* _PROBLEM REQUIREMENTS_
Return every line of the data below that includes the string "changed".
* * * *
PR #60, opened 2024-03-20
Changed settings.py and changed the config and system name to eventyay 

KanzaAkram:
I have gone through settings.py file located under src => pretix =>test-utils =>settings.py and changed the config and system name to eventyay.

PR #4916, opened 2026-08-13
feat(video): plugin language streams in admin SPA

### LINKED ISSUE #4915: Add interpretation plugin language streams in Video area
## Problem
 
I am adding the video area's translation logic to sit in the [interpretation plugin](https://github.com/fossasia/eventyay-interpretation) instead of core eventyay. All logic for per-room language streams are stored and served by the `eventyay-interpretation` plugin: the model, REST API, event flag, and room-config injection comes from plugin. need a PR for just the frontend to render those changes in eventyay videos. 
 
Right now the video app only knows about the core "Languages and Audio Source" list. Even when the plugin has streams configured, video admin and the attendee language dropdown won't use them.
 
We need a small change in the Eventyay video app so organizers can edit plugin streams in video admin and attendees will see them in the room, but only when the event has turned on "Use plugin language streams" in the Interpretation plugin.
 
---
 
## What we want
 
When the interpretation plugin is enabled and the event flag is on:
 
1. **Video admin (room editor)**
   - Keep the existing core language section as-is.
   - Show a second section: "Interpretation Source".
   - Load and save that list via the plugin API (not core room save).
2. **Attendee room**
   - A second Language dropdown will use the plugin stream list (from room config), not the core list.
When the flag is off (or plugin not installed):
- Everything will work exactly as today. No extra section, no behavior change.
---
 
## Why this is an Eventyay change
 
The plugin cannot modify the compiled video frontend on install. The UI for video admin and the attendee room lives in the Eventyay video SPA, so this wiring has to live here.
 
The plugin PR handles storage, API, and adding stream data to room JSON. This issue is the frontend half.
 
---
 
## Acceptance criteria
* * * *
* _OUTPUT_
Changed settings.py and changed the config and system name to eventyay 
I have gone through settings.py file located under src => pretix =>test-utils =>settings.py and changed the config and system name to eventyay.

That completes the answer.